DBRS Morningstar does not expect any positive rating actions in the near term. However, it could take a negative rating action should the following events occur: (1) an adverse regulatory change has a negative impact on EGI’s business risk profile, or (2) EGI experiences a significant deterioration of its credit metrics on a sustained basis. DBRS Morningstar considers these scenarios unlikely.

A description of how DBRS Morningstar considers ESG factors within the DBRS Morningstar analytical framework can be found in the DBRS Morningstar Criteria: Approach to Environmental, Social, and Governance Risk Factors in Credit Ratings at https://www.dbrsmorningstar.com/research/373262.

Notes:
All figures are in Canadian dollars unless otherwise noted.
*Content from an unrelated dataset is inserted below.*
PR #749, opened 2021-04-06
Cargo vehicle Mounting and Gating Fix

Fate-JH:
Cargo vehicle mounting and vehicle gating with cargo vehicles should work properly again.  Please do double check the gating of the passengers of a cargo vehicle for me.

The principal methodologies are Rating Companies in the Regulated Electric, Natural Gas, and Water Utilities Industry (October 27, 2020; https://www.dbrsmorningstar.com/research/368939) and DBRS Morningstar Criteria: Commercial Paper Liquidity Support for Nonbank Issuers (March 9, 2021; https://www.dbrsmorningstar.com/research/375001), which can be found on dbrsmorningstar.com under Methodologies & Criteria. Other applicable methodologies include the DBRS Morningstar Criteria: Approach to Environmental, Social, and Governance Risk Factors in Credit Ratings (February 3, 2021; https://www.dbrsmorningstar.com/research/373262).

For more information regarding rating methodologies and Coronavirus Disease (COVID-19), please see the following DBRS Morningstar press release: https://www.dbrsmorningstar.com/research/357883.

The related regulatory disclosures pursuant to the National Instrument 25-101 Designated Rating Organizations are hereby incorporated by reference and can be found by clicking on the link under Related Documents or by contacting us at [email protected].

The rated entity or its related entities did participate in the rating process for this rating action. DBRS Morningstar had access to the accounts and other relevant internal documents of the rated entity or its related entities in connection with this rating action.

Generally, the conditions that lead to the assignment of a Negative or Positive trend are resolved within a 12-month period. DBRS Morningstar trends and ratings are under regular surveillance.